What to work on: In the records, each line holding "this" must be reported.

Source data:
Issue #28, opened 2025-06-04
Add dependabot to project


ccoVeille:
Dependabot should be configured to update GHA workflows, but also to keep the go.mod up to date.

I thought it would be added to #26, but I feel like this PR should stay simple.

esacteksab:
Looks like this was solved in #30, is there anything else outstanding to do? Looking at the [file](https://github.com/yaml/go-yaml/blob/main/.github/dependabot.yaml), I don't see anything.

Exercise result:
I thought it would be added to #26, but I feel like this PR should stay simple.
Looks like this was solved in #30, is there anything else outstanding to do? Looking at the [file](https://github.com/yaml/go-yaml/blob/main/.github/dependabot.yaml), I don't see anything.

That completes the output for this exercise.